These Cows Will Text You When They’re in Heat

Dairy farmers are using sensors in cows’ stomachs to track the health of the herd.
Illustrator: Josh Freydkis

Every morning, Austin Knowles pulls on his rubber boots, dodges the manure in his farmyard, and opens the creaky wooden door of his 200-year-old barn on a hilltop in Worcestershire, 130 miles northwest of London. Inside, his dairy cows are busy uploading data to the cloud. Each animal has a half-pound sensor in her stomach, which is linked via Wi-Fi to a service that helps Knowles analyze the health and well-being of his herd. If an animal falls ill, the system e-mails the vet days before the cow is visibly sick. When one is about to go into heat, Knowles and his staff get a text message. “Cows are a lot of work,” the third-generation farmer says over tea at the rough-hewn wooden table in his kitchen. “The technology takes the edge off a bit.”

Knowles’s Hollings Hill is one of 350 farms in almost two dozen countries using technology from Austrian startup SmaXtec to monitor their livestock. It works like this: A weighted sensor about the size of a hot dog is inserted into a cow’s throat with a metal rod and lodges in the rumen, the first of a cow’s four stomachs. The device—equipped with a battery that lasts four years, about the length of a dairy cow’s productive life—transmits up-to-the-minute data such as the pH of her stomach, her temperature, how much she moves, and the amount of water she’s consumed. A base station in the barn picks up the signals, adds readings on ambient temperature and humidity, and then uploads all the information to the cloud.

The half-pound, 4-inch-long sensor lodges in the rumen, the first of a cow’s four stomachs.

The half-pound, 4-inch-long sensor lodges in the rumen, the first of a cow’s four stomachs.

Source: SmaXtec

Since SmaXtec started offering the service six years ago, its devices have been implanted in 15,000 cows. Devices like SmaXtec’s sensors offer farmers and vets an early warning system that can reduce infectious diseases in their livestock, according to an independent study by the University of Cambridge. “It’s easier, after all, to look at the situation from inside the cow than in the lab,” says SmaXtec co-founder Stefan Rosenkranz. Although the company’s gear can’t yet tell farmers exactly what maladies might be afflicting their livestock, its temperature alarms “make you go and check earlier than you otherwise would,” says Helen Hollingsworth, a veterinary nurse employed by Molecare Veterinary Services, SmaXtec’s distributor in the U.K. “If you can detect illness early, you can start antibiotics earlier and ultimately use less.”

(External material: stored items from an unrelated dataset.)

PR #4166, opened 2022-02-02
scratchr2: fix z-index

apple502j:
Resolves #4161

Adds `z-index: 1;` to `.actions-wrap` so that it is over the commenter name (but below the modals)

PR #6890, opened 2023-11-25
Layer emoji picker over Report and Delete buttons

DNin01:
### Changes

Fixes a bug where the "Report" and "Delete" buttons are displayed on top of the emoji picker on scratchr2 pages when the `scratchr2` addon is enabled. This happens because the `scratchr2` addon sets their `z-index` property to 1, causing them to be layered over the emoji picker.

Emoji picker window with Report and Delete buttons from a comment displaying on top

This change increases the emoji picker's z-index to 2, fixing the problem.

### Tests

Tested in Edge 119.

### DIFF
--- a/addons/emoji-picker/userstyle.css
+++ b/addons/emoji-picker/userstyle.css
@@ -7,7 +7,7 @@
   border-radius: 8px;
   border: 2px solid rgba(0, 0, 0, 0.15);
   box-shadow: 0px 0px 5px #00000022;
-  z-index: 1;
+  z-index: 2;
   padding: 5px;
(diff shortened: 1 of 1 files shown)


DNin01:
Thanks @just-a-hriday for bringing this bug to my attention.

mxmou (approved):

Samq64 (approved):

mxmou:
> Do we have a link to the commit/PR that caused this regression?

#4166

WorldLanguages:
Oh, that's quite old.

PR #6894, opened 2023-11-26
editor-compact: fix backpack on costume tab

### LINKED ISSUE #6862: compact-editor: not enough room for backpack when on costumes tab
### What should happen
Backpack item names show as normal in costumes (via compact editor enabled)
### What actually happens
Item icons (costume, etc) in backpack are cut into half (roughly) and titles are not visible, only workarounds to it are zooming out (90%) or entering full screen.

### Steps to reproduce

1. Enable compact editor (if not enabled yet) and go into the project editor,
2. Go to costumes,
3. Open backpack (Items should be cut in half).

backpack
<sub>forgot i should use a screenshot of not just the costume pane probably</sub>
### Environment

Browser: Firefox (v119.0.1, 32 bit)
Scratch Addons version: v1.35.1
Operating system: Windows 10 (1366 x 768 screen resolution)

mxmou:
Resolves #6862

### Changes

Only changes the paint editor tool selector to a single column if there's enough space.

image image

### Reason for changes

To make space for the backpack on small screens.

Molecare also markets its own cloud-based technology to British farmers to allow them to track animals across an entire farm. One program Knowles is considering would look at data from scales at the water troughs to determine how quickly his 450 cows are growing. Another taps sensors placed in the field to measure how much they’re eating. And one that’s being tested uses temperature and humidity gauges to monitor the health of chickens. Farmers can share the data with retailers to give corporate customers a window into the quality of the product they’re buying, says Keith Evans, who oversees the sensor technology at Molecare. “The idea is to give automated data in real time to everybody in the supply chain,” Evans says.

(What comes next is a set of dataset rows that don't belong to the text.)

PR #6897, opened 2023-11-27
Specify version for Prettier action

### LINKED ISSUE #6882: Specify a version for Prettier
### Why this would be helpful

Our ["Format code with Prettier" workflow](https://github.com/ScratchAddons/ScratchAddons/blob/3a342fa4a27cc79f138df666a03d72b4a548a5ec/.github/workflows/format-code.yml) automatically checks the formatting of all the code in a branch when it is updated. On forks with actions enabled, any inconsistencies are corrected and committed automatically.

That's super useful to make sure the code that contributors are proposing is consistent with Prettier's unified style, but it isn't all that fun when the style changes and causes files that were consistent style-wise before to be modified with no forewarning, even ones that weren't touched by the pull request author. Take a moment to imagine hundreds of unrelated files being modified by Prettier automatically the moment you push commits to your pull request. Wouldn't you be mystified? I sure was when [that happened to me](https://github.com/ScratchAddons/ScratchAddons/pull/6259#commits-pushed-75ded5d).

In some cases, pull request authors have to wait until we fix the problem (I believe it's because our [branch protection rules](https://github.com/ScratchAddons/ScratchAddons/settings/branches) don't allow our action to push to our `master` branch, but I don't know for sure) and then merge `master` from upstream into their branch to fix the problem.

I have seen an instance of this not [one](https://github.com/ScratchAddons/ScratchAddons/pull/6362) but [two](https://github.com/ScratchAddons/ScratchAddons/pull/6868) times.

### My suggestion

To help us control these problems, we might want to specify a version of Prettier to use. This would prevent updates from causing all these headaches, though we might still want to update it from time to time. The nice thing about that is we might be able to inform contributors about the changes so they're not confused when this happens.

### Possible alternatives

_No response_

### Additional context

_No response_

DNin01:
Resolves #6882

### Changes

Sets the version of Prettier to use to 3.1.0. This will keep us on the current version of Prettier even if it is updated. We can always update manually.

### Reason for changes

Currently, Prettier updates can cause our code formatting style to change unexpectedly, causing disruptions for contributors and us. This doesn't mean we'll never update, but if we do:
1. Currently open pull requests will still have status checks fail, but since the version will also be hardcoded on their branches, their code's formatting won't change automatically until their authors merge `upstream/master` into their branches, which updates the formatting anyway.
2. We might be able to take precautions (like notifying contributors) before updating the version to reduce the number of headaches.

### Tests

Tested with GitHub Actions.

### DIFF
--- a/.github/workflows/format-code.yml
+++ b/.github/workflows/format-code.yml
@@ -24,6 +24,7 @@ jobs:
         uses: ScratchAddons/prettier_action@master
         with:
           prettier_options: --write .
+          prettier_version: 3.1.0
           commit_message: Format code
         env:
           GITHUB_TOKEN: ${{ steps.generate-token.outputs.token }}
@@ -33,6 +34,7 @@ jobs:
         uses: ScratchAddons/prettier_action@master
         with:
           prettier_options: --write .
+          prettier_version: 3.1.0
           commit_message: Format code
         env:
           GITHUB_TOKEN: ${{ secrets.GITHUB_TOKEN }}


DNin01:
This okay with you, @WorldLanguages @Hans5958?

3.1.0 is the [latest stable version](https://prettier.io/versions) at this time.

Hans5958 (approved):
LGTM. Would need another look by another reviewer.

WorldLanguages (approved):
We'll still have problems with new versions but this is still better.

PR #6900, opened 2023-11-28
Create a separate AudioContext for the sound library

### LINKED ISSUE #6847: [Minor] Project audio unpauses when opening sound library
### Description

If I have paused a project with music and open the sound library, the project audio resumes. Note that the rest is still paused, and the Pause button keeps the triangle shape; The only thing that unpauses is the audio.

I don't know if this is semi-intentional, anyways it's annoying.

### Steps to reproduce

1. Open and start a project containing music in the editor (like a "forever: play sound until the end" loop)
2. Click on Pause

SmaXtec says that with 90 million cattle on dairy farms around the world, the market for the sensors is huge. It’s targeting industrial operations in China, the Middle East, and the U.S., where herds of 25,000 aren’t unusual. The company or its distributors typically pay the upfront costs of deploying the gear and building the network—about $600, plus $75 to $400 per cow—and charge around $10 a month per cow for the service.

Knowles says the SmaXtec gear saves him the trouble of pulling his cows out of the herd and placing them in a gigantic metal vice called a cattle crush, where a vet checks their vitals. The sensors can also predict with 95 percent accuracy when a cow will give birth, allowing farmers to maximize milk production by spacing pregnancies as close together as possible. “The crux of any dairy farm is fertility,” Knowles says as he peruses graphs and charts on a laptop giving him details of his cows’ health and milk output. “We are trying to have a calf per cow every year. Everything we do on the farm comes back to that.”

The bottom line: An Austrian startup’s sensors are in the stomachs of 15,000 cows in Britain to help farmers better monitor their herds.